= IConnectHere =

iConnectHere is the consumer division of Deltathree, which provides VoIP internet telephony service to consumers and businesses worldwide. The company's products are: Broadband (Internet) Phones, PC to Phone service, Mobile Dialers, Calling Cards and local phone numbers.

==History==
Deltathree was founded in 1996 and on March 14, 1997, first demonstrated a direct telephone conversation over the Internet. By June 1999, deltathree's PC-to-Phone and Phone-to-Phone services became commercially available. In September 2001 the iConnectHere brand and service was launched with even lower rates that initially offered.

On December 19, 2001, Deltathree announced that iConnectHere would offer its PC-to-phone service to MSN Messenger and Windows Messenger users in 17 countries.

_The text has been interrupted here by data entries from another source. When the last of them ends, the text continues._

Issue #389, opened 2018-10-29
Convert built-in editors to follow DDAU


balinterdi:
In #335 we got some weird test flakiness related to built-in editors. One suspicion ([that Ed shared](https://github.com/cardstack/cardstack/pull/335/#issuecomment-433456162)) is that this might have something to do with some of the built-in editors being two-way bound.

Turning the built-in editors to follow DDAU would probably do away with those issues.

balinterdi:
Implemented in #452

PR #452, opened 2018-11-19
Convert field editors to DDAU

balinterdi:
See #389

### DIFF
--- a/packages/core-types/tests/integration/components/field-editors/date-editor-test.js
+++ b/packages/core-types/tests/integration/components/field-editors/date-editor-test.js
@@ -4,53 +4,62 @@ import { render, triggerEvent } from '@ember/test-helpers';
 import EmberObject from '@ember/object';
 import hbs from 'htmlbars-inline-precompile';
 
+let input;
+
 module('Integration | Component | field editors/date editor', function(hooks) {
   setupRenderingTest(hooks);
+
+  hooks.beforeEach(() => {
+    input = '.field-editor > input';
+  });
 
   test('it renders', async function(assert) {
     this.set('model', EmberObject.create({
       expiration: '2030-01-01'
     }));
+    this.set('onchange', () => {});
     await render(hbs`
       {{field-editors/date-editor
         content=model
         field="expiration"
+        onchange=onchange
       }}`);
-    assert.dom('input[type=date]').hasValue('2030-01-01', 'date input has correct value');
-    assert.dom('input').isNotDisabled();
+    assert.dom(input).hasValue('2030-01-01', 'date input has correct value');
+    assert.dom(input).isNotDisabled();
   });
 
   test('it renders with an invalid date', async function(assert) {
     this.set('model', {
       expiration: 'pizza'
     });
+    this.set('onchange', () => {});
     await render(hbs`
       {{field-editors/date-editor
         content=model
         field="expiration"
+        onchange=onchange
       }}`);
-    assert.dom('input[type=date]').hasNoValue('date input has no value');
-    assert.dom('input').isNotDisabled();
+    assert.dom(input).hasNoValue('date input has no value');
+    assert.dom(input).isNotDisabled();
   });
 
   test('it can be disabled', async function(assert) {
     this.set('model', EmberObject.create({
       expiration: '2030-01-01'
     }));
+    this.set('onchange', () => {});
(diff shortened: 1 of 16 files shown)


packages/core-types/tests/integration/components/field-editors/date-editor-test.js
```diff
@@ -1,34 +1,64 @@
...
+        disabled=true
+      }}`);
+    assert.dom('input').isDisabled();
+  });
+
+  test('onchange is called when the field is left', async function(assert) {
+    let changed;
+    this.set('onchange', () => {
+      changed = true;
     });
```
Turbo87: an alternative pattern is this:
```js
this.set('onchange', () => assert.step('change'));
// ...
assert.verifySteps(['change']);
```

this has the advantage or verifying that the action was only called exactly once

packages/core-types/tests/integration/components/field-editors/integer-editor-test.js
```diff
@@ -40,17 +32,29 @@ module('Integration | Component | field editors/integer editor', function(hooks)
...
+      changed = true;
+    });
+    this.set('model', EmberObject.create({ rating: 3 }));
+    await render(hbs`
+      {{field-editors/integer-editor
+        content=model
+        field="rating"
+        onchange=onchange
+      }}`);
+    await triggerEvent('input', 'blur');
```
Turbo87: there is a dedicated [`blur()`](https://github.com/emberjs/ember-test-helpers/blob/master/API.md#blur) helper, which has a bit more code in it to make it work properly on all the browsers

packages/core-types/tests/integration/components/field-editors/date-editor-test.js
balinterdi: I love that. It was passive knowledge but it's so much better.

packages/core-types/tests/integration/components/field-editors/integer-editor-test.js
balinterdi: Didn't know about this but it'd be great as I've had problem with triggerEvent in the past. For some reason, `await blur('input')` doesn't work, though, it seems like it doesn't trigger the event.

balinterdi: Ignore this, the selector (`input`) is not specific enough so it finds another one. Interesting that it has worked with `triggerEvent` though.

balinterdi: There's still a timing issue in there. The test fails by default but if I put in a breakpoint in the `blur` method (I did this to check if the event is fired on the right element) it passes.

balinterdi: Yep, that works!

packages/core-types/tests/integration/components/field-editors/date-editor-test.js
```diff
@@ -1,34 +1,74 @@
...
 import hbs from 'htmlbars-inline-precompile';
 
+let input;
+
 module('Integration | Component | field editors/date editor', function(hooks) {
   setupRenderingTest(hooks);
 
+  hooks.beforeEach(() => {
+    input = '.field-editor > input';
+  });
```
Turbo87: why do you set that in `beforeEach`? would be easier to make it `const INPUT = '.field-editor > input';`, right?

packages/tools/addon/components/cs-field-editor.js
```diff
@@ -13,6 +13,13 @@ export default Component.extend({
   enabled: true,
   errors: null,
 
+  init() {
+    this._super(...arguments);
+    if (!this.onchange) {
+      this.onchange = () => {};
+    }
```
Turbo87: what's the advantage of this over just defining `onchange() {}` in the class itself?

Turbo87: what's the advantage of this over defining `onchange() {}` on the class itself?

balinterdi: Nothing, at one point I had a bug that I tried to trace down and forgot to refactor. Thanks!

balinterdi:
@Turbo87 If the tests pass, could you review once more and then merge (if there are no further issues)?

PR #460, opened 2018-11-22
Update `lerna` to v3.4.3

Turbo87:
see https://github.com/lerna/lerna/blob/master/CHANGELOG.md#300-2018-08-10


mansona:
So... I'm not sure the fact that Travis is passing is a valid test to see if this is working with the latest lerna 🤔 only just because I think that Tavis does not use lerna to install packages... I could be wrong.

Maybe @ef4 or @habdelra can weigh in on this one?

Turbo87:
I've used `lerna bootstrap` locally and it seems to still do the same things as before. Not sure what else to test or what else we use this for.

PR #1938, opened 2021-08-05
web: Extract hub authentication card component

backspace:
Review note: since this builds on the merchant creation skeleton in #1931, it’s set to merge into that for now, and includes a temporary override to make the GitHub Actions tests run; will remove that when #1931 is complete.


lukemelia (approved):
🤺

PR #1939, opened 2021-08-05
web: Add create merchant feature flag

backspace:
We didn’t discuss implementation details for this, but here’s a minimal approach.

This will conflict with #1931, but that’s easily fixed.


lukemelia (approved):
This is what I had in mind 👍

Aierie (approved):

PR #1940, opened 2021-08-06
Use websocket connections for layer 1 and layer 2

lukemelia:


packages/web-client/app/utils/wc-provider.ts
```diff
@@ -0,0 +1,526 @@
...
+
+import ProviderEngine from 'web3-provider-engine';
+import CacheSubprovider from 'web3-provider-engine/subproviders/cache';
+import FixtureSubprovider from 'web3-provider-engine/subproviders/fixture';
+import FilterSubprovider from 'web3-provider-engine/subproviders/filters';
+import HookedWalletSubprovider from 'web3-provider-engine/subproviders/hooked-wallet';
+import NonceSubprovider from 'web3-provider-engine/subproviders/nonce-tracker';
+import SubscriptionsSubprovider from 'web3-provider-engine/subproviders/subscriptions';
+import BlockTracker from './block-tracker';
+import { WebsocketProvider } from 'web3-core';
```
Aierie, line 27: `WebsocketProvider` here is only a type, there is no exported class.

packages/web-client/app/utils/wc-provider.ts
```diff
@@ -0,0 +1,526 @@
...
+    let socket = new WebSocket(this.rpcWss[this.chainId], []);
+    socket.addEventListener('close', function () {
+      console.log('close', ...arguments);
+    });
+    socket.addEventListener('message', function () {
+      console.log('message', ...arguments);
+    });
+    socket.addEventListener('open', function () {
+      console.log('open', ...arguments);
+    });
```
Aierie, line 119: We could probably remove this code, unless we want to keep it for some kind of logging?

Aierie (changes requested):
This works on https://github.com/cardstack/cardstack/pull/1940/commits/9f8b76c6e29c6b38da84780e2db83273479d6d9e, but the new import for `WebsocketProvider` in the latest commit (https://github.com/cardstack/cardstack/pull/1940/commits/4742860d038c9e7ea99f407623d89abc00320ff3) only references a type. I think web3 messed up their typing for their exports a little, because there is no named export for `WebsocketProvider` from `web3-core`.

packages/web-client/app/utils/wc-provider.ts
```diff
@@ -0,0 +1,526 @@
...
+  public websocketProvider!: WebsocketProvider;
+  public networkId!: number;
+  public infuraId?: string;
+
+  constructor(opts: ICardstackWalletConnectProviderOptions) {
+    super({
+      blockTracker: new BlockTracker({
+        provider: (new WebsocketProvider(
+          opts.rpcWss[opts.chainId!]
+        ) as unknown) as Provider,
```
Aierie, line 60: This WebsocketProvider doesn't have the reassigned sendAsync from the one below and will not work, even if the import is fixed.

Aierie (approved):
Nice! Tried this out for:
- connection
- reconnection
- disconnection
- connecting to the wrong network
- going through the whole Withdrawal flow

All works well with Rainbow Wallet for Layer 1.

PR #1943, opened 2021-08-06
web: Add source map upload for Sentry

backspace:
This updates deployment workflows to include steps to upload source maps to Sentry using the [Sentry Release](https://github.com/marketplace/actions/sentry-release) GitHub Action.

You can see an example release [here](https://sentry.io/organizations/cardstack/releases/web-client-d9cc44f912392094923cf39b55793eb047e21b6c%400.19.49/?project=5879708), with embedded artifacts that include the source maps.

image

[Here](https://sentry.io/organizations/cardstack/issues/2566752189/?environment=staging&project=5879708) is a manually-triggered issue from that release:

image

One unfortunate aspect is that the stacktrace for the application starts off as collapsed, as it is marked “non-app”; I have a thread going with Sentry support about how to address that. So to view the relevant code, you have to expand the first entry:

image

I made the arbitrary choice of this format for a Sentry release name, building on the existing pattern but adding the SHA:

```web-client-${GITHUB_SHA}@${LERNA_VERSION}```

A possible improvement would be to truncate the SHA at 7 characters, which would be less verbose, but the string-manipulation available in GitHub Actions references are minimal, so it might need to look something like [this](https://github.com/winnipegpolicecauseharm/wpch-ghost-theme/blob/3667bd021288956339fd3456d2a15b62c2b8ad61/.github/workflows/destroy-preview.yml#L17).

### DIFF
--- a/.github/workflows/manual-web-client.yml
+++ b/.github/workflows/manual-web-client.yml
@@ -17,6 +17,7 @@ jobs:
     steps:
       - uses: actions/checkout@v2
         with:
+          fetch-depth: 0
           ref: ${{ github.event.inputs.ref }}
 
       - uses: volta-cli/action@v1
@@ -53,3 +54,28 @@ jobs:
 
       - name: Deploy
         run: yarn deploy:web-client:${{ github.event.inputs.environment }}
+      - name: Get current lerna version
+        id: lerna-version
+        uses: saulonunesdev/lerna-get-version-action@v1.0.4
+      - name: Create decompressed copies of assets for Sentry
+        shell: bash
+        run: |
+          cd packages/web-client/tmp
+          mkdir -p deploy-dist-uncompressed/assets
+          cd deploy-dist/assets
+          echo *.js *.map | tr ' ' '\n' | xargs -n1 -I{} cp "{}" "../../deploy-dist-uncompressed/assets/{}.br"
+          cd ../../deploy-dist-uncompressed/assets
+          brotli --rm --decompress *.br
+      - name: Create Sentry release
+        uses: getsentry/action-release@v1
+        env:
+          SENTRY_AUTH_TOKEN: ${{ secrets.WEB_CLIENT_SENTRY_AUTH_TOKEN }}
+          SENTRY_ORG: cardstack
+          SENTRY_PROJECT: web-client
+        with:
+          environment: ${{ github.event.inputs.environment }}
+          ignore_empty: true
+          ignore_missing: true
+          sourcemaps: packages/web-client/tmp/deploy-dist-uncompressed
+          version: web-client-${{ github.sha }}@${{ steps.lerna-version.outputs.lerna-version }}
+          url_prefix: https://${{ fromJSON('["app-staging.stack.cards", "app.cardstack.com"]')[github.event.inputs.environment != 'staging'] }}
--- a/.github/workflows/push-main.yml
+++ b/.github/workflows/push-main.yml
@@ -155,7 +155,7 @@ jobs:
     steps:
       - uses: actions/checkout@v2
         with:
-          fetch-depth: 1
+          fetch-depth: 0
       - uses: volta-cli/action@v1
       - name: Set up yarn cache
         uses: actions/cache@v2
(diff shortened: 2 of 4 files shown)

### CODE REVIEW

**Comment by lukemelia** [comment]
Could it be that we're uploading the source maps compressed and it expects them uncompressed?

**Comment by backspace** [comment]
> Could it be that we're uploading the source maps compressed and it expects them uncompressed?

oh wow, that does seem to be the case! I was viewing the source maps in the browser vs downloading 🙃 I’ll look at how to upload uncompressed copies, thanks.

image

**Comment by backspace** [comment]
I was able to expand a source map from a Sentry release as Brotli… it’s unfortunate that Sentry seems [unable to expand Brotli](https://github.com/getsentry/sentry-javascript/issues/2065#issuecomment-571979966).

Sentry’s source map validator [rejects](https://sourcemaps.io/report/1628610522023_https%3A%2F%2Fapp-staging-assets-cardstack.s3.amazonaws.com%2Fassets%2Fchunk.c9828302d1a9a295a42d.js) one of the Javascript assets:
Source Map Validator 2021-08-10 08-53-17

But the file _does_ include `sourceMappingURL`:

sourcemappingurl

Currently looking at options for uploading uncompressed files.

**Comment by backspace** [comment]
I finally have a real stacktrace showing in Sentry:

image

However, it uses the [`keep` option](https://github.com/DockYard/ember-cli-deploy-compress#keep) for `ember-cli-deploy-compress`, which writes the compressed files separately as `chunk-whatever.br`, meaning the assets won’t be served with compression. Instead of this, I’ll look at duplicating the `deploy-dist` directory, decompressing the Brotli files within, and uploading those to Sentry.

File: .github/workflows/manual-web-client.yml [hunk 1]
```diff
@@ -53,3 +54,39 @@ jobs:
...
+        id: assets_domain
+        run: |
+          if [$ENVIRONMENT == 'staging']
+          then
+              echo "::set-output name=domain::app-staging.stack.cards"
+          else
+              echo "::set-output name=domain::app.cardstack.com"
+          fi
+        env:
+          ENVIRONMENT: ${{ github.event.inputs.environment }}
```
backspace, line 79: This is a clunky compensation for the lack of a ternary operator, as taken from [here](https://github.community/t/do-expressions-support-ternary-operators-to-change-their-returned-value/18114/2). Is there anywhere the S3 assets domain could be derived from instead? I couldn’t find it defined anywhere.

.github/workflows/push-main.yml
```diff
@@ -172,6 +172,31 @@ jobs:
...
+          SENTRY_AUTH_TOKEN: ${{ secrets.WEB_CLIENT_SENTRY_AUTH_TOKEN }}
+          SENTRY_ORG: cardstack
+          SENTRY_PROJECT: web-client
+        with:
+          environment: staging
+          ignore_empty: true
+          ignore_missing: true
+          sourcemaps: packages/web-client/tmp/deploy-dist-uncompressed
+          version: web-client-${{ github.sha }}@${{ steps.lerna-version.outputs.lerna-version }}
+          url_prefix: https://app-staging.stack.cards
```
backspace, line 199: This is quite similar to the steps in `manual-web-client`, is it worth extracting into an in-repository action akin to `find-pr-number`?

.github/workflows/manual-web-client.yml
backspace: Another less-verbose-but-still-strange approach would be an adaptation of [this](https://github.community/t/do-expressions-support-ternary-operators-to-change-their-returned-value/18114/4):

```
${{ fromJSON('["app-staging.stack.cards", "app.cardstack.com"]')[github.events.input.environment == 'staging'] }}
```

.github/workflows/manual-web-client.yml
```diff
@@ -53,3 +54,28 @@ jobs:
...
+          SENTRY_AUTH_TOKEN: ${{ secrets.WEB_CLIENT_SENTRY_AUTH_TOKEN }}
+          SENTRY_ORG: cardstack
+          SENTRY_PROJECT: web-client
+        with:
+          environment: ${{ github.event.inputs.environment }}
+          ignore_empty: true
+          ignore_missing: true
+          sourcemaps: packages/web-client/tmp/deploy-dist-uncompressed
+          version: web-client-${{ github.sha }}@${{ steps.lerna-version.outputs.lerna-version }}
+          url_prefix: https://${{ fromJSON('["app-staging.stack.cards", "app.cardstack.com"]')[github.event.inputs.environment != 'staging'] }}
```
backspace, line 81: This strange formation is a [workaround](https://github.community/t/do-expressions-support-ternary-operators-to-change-their-returned-value/18114/4) for the lack of a ternary operator. But is there a better way to determine the domain for S3 assets based on the environment? I couldn’t find anywhere to extract these from. The `url_prefix` is required for Sentry to properly look up the artifacts uploaded as part of the release when resolving a stacktrace.

backspace:
Okay, this is actually working now, apart from the “Crashed in non-app” problem mentioned in the edited opening comment, so it’s ready for review, @lukemelia. Thanks to @Aierie for the pairing today that made me realise the `url_prefix` was required.

I have exercised the staging deployment workflow in now-removed commits that overrode the branches filter.

The `manual-web-client` workflow hasn’t been exercised for the production environment, so when that happens, there might be a need to be followup. [Manually deploying](https://github.com/cardstack/cardstack/runs/3305294942?check_suite_focus=true) on staging produced an [issue](https://sentry.io/organizations/cardstack/issues/2566752189/?environment=staging&project=5879708) with the expected stacktrace.

.github/workflows/push-main.yml
lukemelia: I think we can leave it for @pcjun97 to evaluate as he continues to refine our deployment process.

lukemelia (approved):

backspace:
I’m in communication with Sentry support about “Crashed in non-app” but I’ll merge this for now as it’s still helpful with that problem.

PR #1946, opened 2021-08-09
Handle layer one wallet workflow disconnect

jurgenwerk:
Ticket: [CS-1502](https://linear.app/cardstack/issue/CS-1502/when-workflow-epilogue-shows-includes-layer-1-wallet-card-as-a-summary)

This change affects the layer one connect card component when it's in the epilogue (i.e the deposit flow).

The problem is that when the wallet gets disconnected in a completed deposit flow, it shows the connect prompt, which doesn't make a lot of sense when the workflow is completed:

image

This PR aims to:
1. Show the wallet summary instead
2. Simplify the logic for conditional showing of the prompt/summary, and contents in the chin

The result is that we now see a wallet summary:

image

⁉️ QUESTION:

In my previous [PR](https://github.com/cardstack/cardstack/pull/1923) I addressed the same problem but for layer 2. In that case I chose to simply hide the action chin once the wallet disconnects. But in this case, the chin has some more button logic included, and the acceptance tests expect the chin to always be present, so I kept the chin for now. 

Do we want to:
1. Remove the chin when the wallet disconnects in this case (layer one card) the same way we do now with layer two card
2. Add the chin back in layer two card and keep the same logic as here
3. Not worry about this inconsistency given it's a bit of an edge case

### DIFF
--- a/packages/web-client/app/components/card-pay/layer-one-connect-card/index.hbs
+++ b/packages/web-client/app/components/card-pay/layer-one-connect-card/index.hbs
@@ -17,6 +17,7 @@
       @title={{this.connectedWalletProvider.name}}
       @imgUrl={{this.connectedWalletProvider.logo}}
       @dataTestId="layer-one-connect"
+      data-test-layer-1-wallet-summary
     >
       <CardPay::FieldStack>
         <CardPay::LabeledValue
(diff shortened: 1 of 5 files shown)


lukemelia:
I think we should go with "(1) Remove the chin when the wallet disconnects in this case (layer one card) the same way we do now with layer two card"

lukemelia (approved):
Looks good except the change for your open question. 👍

Aierie (approved):
Yep, looks good to me.

jurgenwerk:
@lukemelia @Aierie I added another commit where I hide the chin if the user disconnect the wallet. Can you please review it? Thanks!

lukemelia (approved):
:shipit:

PR #1951, opened 2021-08-10
Refactor how workflow checks for complete milestones...

lukemelia:
...to avoid being too eager in checking postable completeness.

This means that `includeIf` methods will be called closer to when the postable is due to be displayed.


Aierie (approved):
Nice!

PR #1952, opened 2021-08-10
Add Check Balance milestone to withdrawal workflow

lukemelia:


packages/web-client/app/components/card-pay/withdrawal-workflow/index.ts
```diff
@@ -2,21 +2,46 @@ import Component from '@glimmer/component';
...
 
 const FAILURE_REASONS = {
   DISCONNECTED: 'DISCONNECTED',
 } as const;
 
+class NotEnoughBalanceWorkflowMessage extends WorkflowPostable {
+  constructor() {
+    super({ name: 'cardbot' }, () => {
+      let balance = this.layer1Network.defaultTokenBalance;
+      return !!balance && balance <= new BN(0.01);
```
Aierie, line 30: `new BN(0.01)` will become `new BN('0')`. See:

https://github.com/indutny/bn.js#usage

Aierie: Also unsure whether using numeric operators instead of `bn.lte` is a good thing with bn.js, there is no clear mention in the documentation or issues about how this is implemented.

Aierie (commented):
Checked to see the context of use of #1951. #1951 solves the problem where we don't want to check on state before it is set in a previous milestone, but there is a possibility that layer 1 balances might not be fetched when we call `includeIf` (we are not waiting for balances to be fetched to consider layer 1 connected and hence the card + milestone completed). I think it would be good to change this to ensure consistency, but this does mean we will be slower in network initialization/first connection. 

Also left a comment about BN.js use

packages/web-client/app/components/card-pay/withdrawal-workflow/index.ts
lukemelia: Correct. Discovered both these issues in my development cycle.

lukemelia:
Closing in favor of #1958

PR #1953, opened 2021-08-10
Extract and reuse disconnection-cta component in merchant-creation flow

burieberry:
CS-1531

- Some refactor to reuse the disconnection-cta in workflows
- Add missing tests


jurgenwerk (approved):
LGTM! 👌

PR #1954, opened 2021-08-11
Enhancement/propagate connection events

Aierie:
This PR fixes CS-1490 by ensuring that connection events are propagated to other tabs. 

## Communicating connection events between tabs
- Using broadcast channels, as we were doing for disconnections, we send a message with a type of 'CONNECTED' to the layer-specific channel (one for layer 1 and another for layer 2).
- WalletConnect does not store its session in LocalStorage quickly enough, so we are unable to leverage that to establish connections. Instead we send the whole session over through the broadcast channel. MetaMask does not require this.

## Keeping cross-tab communication a responsibility of the ConnectionManager rather than leaking it into Layer1Chain
- Make ConnectionManager long-lived, and have it delegate to strategies for WalletConnect and MetaMask. Necessary to keep it long-lived as opposed to created upon connection + destroyed upon disconnection, so that it can listen for connection events.
- Have the now long-lived ConnectionManager post messages to, and listen for messages from the layer-specific broadcast channel. 

## Full flow for a layer 1 connection event being propagated to another tab and a session being established in that tab
- In tab A, the user initiates connection.
- After the user has confirmed that they want to connect on their wallet, a connection is established between wallet and dApp. The provider's `accountsChanged` event is fired with the newly connected account.
- The ConnectionManager posts a message to the broadcast channel. This message contains information about which provider (WalletConnect or MetaMask) was used and optionally (for WalletConnect), the session
- In tab B, the broadcast channel's message event listener picks up on the message. If the receiving ConnectionManager is not connected (there is no ConnectionStrategy), then it will emit a `cross-tab-connection` event to its consumer with the whole message.
- The consumer (layer 1 chain in the other tab) initiates connection using the information in the message (`providerId` and possibly `session`).

### DIFF
--- a/packages/web-client/app/utils/typed-channel.ts
+++ b/packages/web-client/app/utils/typed-channel.ts
@@ -1,0 +1,31 @@
+export class TypedChannel<MessageType = any> {
+  channelName: string;
+  private broadcastChannel: BroadcastChannel;
+
+  constructor(channelName: string) {
+    this.channelName = channelName;
+    this.broadcastChannel = new BroadcastChannel(channelName);
+  }
+
+  addEventListener(
+    event: keyof BroadcastChannelEventMap,
+    callback: (ev: MessageEvent<MessageType>) => any
+  ) {
+    this.broadcastChannel.addEventListener(event, callback);
+  }
+
+  removeEventListener(
+    event: keyof BroadcastChannelEventMap,
+    callback: (ev: MessageEvent<MessageType>) => any
+  ) {
+    this.broadcastChannel.removeEventListener(event, callback);
+  }
+
+  close() {
+    this.broadcastChannel.close();
+  }
+
+  postMessage(message: MessageType) {
+    this.broadcastChannel.postMessage(message);
+  }
+}
--- a/packages/web-client/app/utils/web3-strategies/layer-1-connection-manager.ts
+++ b/packages/web-client/app/utils/web3-strategies/layer-1-connection-manager.ts
@@ -16,6 +16,7 @@ import { TypedChannel } from '../typed-channel';
 const GET_PROVIDER_STORAGE_KEY = (chainId: number) =>
   `cardstack-chain-${chainId}-provider`;
 const WALLET_CONNECT_BRIDGE = 'https://safe-walletconnect.gnosis.io/';
+
 interface ConnectionManagerOptions {
   chainId: number;
   networkSymbol: NetworkSymbol;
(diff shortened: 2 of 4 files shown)


Aierie:
Nice to have: some way of Typechecking what goes into broadcast channel messages.

Aierie:
As we capture more things to Sentry, it might be useful to add tags so that we can explicitly mark an event as being part of a certain workflow/functionality of the app, though I'm not sure what the best way to do this is.

packages/web-client/app/utils/typed-channel.ts
```diff
@@ -0,0 +1,31 @@
...
+  }
+
+  close() {
+    this.broadcastChannel.close();
+  }
+
+  postMessage(message: MessageType) {
+    this.broadcastChannel.postMessage(message);
+  }
+}
```
backspace, line 31: nice, I hope this wrapper ends up being helpful! 🤩

packages/web-client/app/utils/web3-strategies/layer-1-connection-manager.ts
```diff
@@ -11,87 +9,148 @@ import { Emitter, SimpleEmitter } from '../events';
...
 import { action } from '@ember/object';
 import { getConstantByNetwork, networkIds } from '@cardstack/cardpay-sdk';
+import { NetworkSymbol } from './types';
+import Web3 from 'web3';
+import { TypedChannel } from '../typed-channel';
 
 const GET_PROVIDER_STORAGE_KEY = (chainId: number) =>
   `cardstack-chain-${chainId}-provider`;
 const WALLET_CONNECT_BRIDGE = 'https://safe-walletconnect.gnosis.io/';
-
```
backspace, line 18: spurious deletion? 😯

backspace (approved):
nice work, I exercised this locally (on Chrome and Safari 14.1.2) and it kept the tabs in sync as expected 🎉

safari-wallet-update-screencast 2021-08-12 07-53-44

packages/web-client/app/utils/typed-channel.ts
Aierie: For now it is only a subset of broadcast channel's functionality, we can add on as needed!

lukemelia (approved):
Looks great.... AND... I am concerned about the amount of code and interactions here that are not covered by tests. What would this look like if was designed to be testable and had thorough tests?

Aierie:
> Looks great.... AND... I am concerned about the amount of code and interactions here that are not covered by tests. What would this look like if was designed to be testable and had thorough tests?

I'm not very used to designing things for testability, but this is how I'm envisioning it. Without having realistic web3/network-related services available, meaningful tests for this could cover:
- Ensuring the right callbacks are called (or not called) when a broadcast channel message is picked up, depending on its payload/message
- Ensuring that successful connecting and reconnecting always sets web3, the strategy, and the providerId
- Ensuring that reset cleans up state properly (strategy, providerId)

In 2007, Deltathree launched a communications solution called JoIP jointly with Panasonic. JoIP is a service enabling regular phone owners of Panasonic's Globrange to make cheap international calls.

In July 2010, Deltathree launched a communications solution called the JoIP Mobile (mobile.joip.com). This VoIP mobile dialer can be downloaded to the mobile (practically any smartphone) of the user: BlackBerry OS, Symbian OS, Android OS and iPhone. Windows OS and Blackberry will soon be launched as well.

On August 1, 2017, Deltathree, LLC, provider of iConnecthere discontinued service.

==Client applications and devices==
iConnectHere provides a free client applications such as the PC to Phone Dialer and Mobile Dialers as part of its service; to date the application had 8 major releases (current version is 8). Additionally, iConnectHere offers a free broadband phone adapter from Linksys along with the Pay as you Go World Plans with local receiving calls numbers all over the world among other international and U.S calling plans.